PR #5443, opened 2024-03-12
.Net VertexAI - bearer provider

Krzysztof318:
Added bearer provider `Func<string>` to vertexAI.

@RogerBarreto


RogerBarreto:
Thanks for that, will be very useful in common context of services that need to rely on expiring bearerKeys.

dotnet/samples/KernelSyntaxExamples/Example97_GeminiVision.cs
```diff
@@ -81,9 +81,9 @@ public async Task VertexAIAsync()
         //
         //   gcloud auth print-access-token
         //
-        // Above code pass bearer key as string, it is not recommended to pass bearer key as string in production code,
+        // Above code pass bearer key as string, it is not recommended way in production code,
         // especially if IChatCompletionService will be long lived, tokens generated by google sdk lives for 1 hour.
-        // You should provide token bearer key factory, which will be used to generate token on demand:
+        // You should provide bearer key factory, which will be used to generate token on demand:
```
RogerBarreto, line 86:
```suggestion
        // You should use bearer key provider, which will be used to generate token on demand:
```

Krzysztof318: yeah my fault... I think "provider" better conveys the meaning, so I am going to fix comments.

RogerBarreto (approved):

------------------------

■ Required action ■
Working from the material above, state how many lines contain "provider"; give only the number.

■ Response below ■
4